On the ground however, Colombians without advanced coverage in their multi-tier health care system face long waits for treatment and medicine. Colombia has a system called EPS (Entidades Promotores de Salud – Health Promotion Entities), which provide the standard level of care that most employers must provide. There also is the POS (Plan Obligatorio de Salud – Obligatory Health Plan), which is the basic level of care all Colombians have access to. Private prepaid medicine and medical insurance are also available, which are similar to the US HMO/PPO/Indemnity plans. The prepaid and insurance plans provide the most advanced and convenient levels of care, with private hospitals and doctors that rival the rest of the developed world.
Those relying on basic EPS or EPS – Colombia’s system for the poor and indigent, face rationing, and may only receive subsidized prescriptions or care from the most basic, sometimes substandard facilities. The quasi-public health care providers often face financial difficulties, adding to the woes of those at the bottom of the resources ladder. Health care also varies greatly depending upon area. Predictably, wealthier areas have greater access to advanced care than poorer areas.
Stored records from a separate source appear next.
PR #284, opened 2023-11-15
Ignore *.css in Eslint

irvingoujAtDevolution:
Ignore css files in Eslint process for now. We don't have a lot of css file at this moment and it blocks other PR from merging. 

Eslint will give this error is ./web/iron-svelte-client
```
C:\Users\jou\code\IronRDP\web-client\iron-svelte-client\src\lib\login\login.css
  0:0  error  Parsing error: ESLint was configured to run on `<tsconfigRootDir>/src\lib\login\login.css` using `parserOptions.project`: <tsconfigRootDir>/tsconfig.json
The extension for the file (`.css`) is non-standard. It should be added to your existing `parserOptions.extraFileExtensions`

✖ 1 problem (1 error, 0 warnings)
```

### DIFF
--- a/web-client/iron-svelte-client/.eslintrc.yaml
+++ b/web-client/iron-svelte-client/.eslintrc.yaml
@@ -31,6 +31,7 @@ parserOptions:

“Despite important achievements in recent years, the Colombian health sector still faces important challenges,” said OECD Secretary-General Angel Gurría. “The focus now needs to be on improving quality, efficiency and sustainability.”
Health insurers in Colombia have not yet developed into effective and efficient purchasers of health care services, according to the report. Payments to doctors, clinics and hospitals should increasingly reward health care quality and good outcomes, rather than volumes of health service provided, says OECD. The report recommends that Colombia work towards developing a stronger performance and accountability management for health insurers. More demanding performance management is equally needed for clinics, hospitals and other health care providers.
A more extensive set of health care quality standards and guidelines for primary care services should be developed. Also, a specialist training curriculum focused on preventing and managing chronic disease should be created for general practitioners.
Steps should also be taken to ensure that health system information is used as effectively as possible. The development of a more sophisticated information system will help Colombia extend its participation in international benchmarking efforts, such as the OECD’s Health Care Quality Indicators. This will be an important step for continuous improvement in health system quality and efficiency.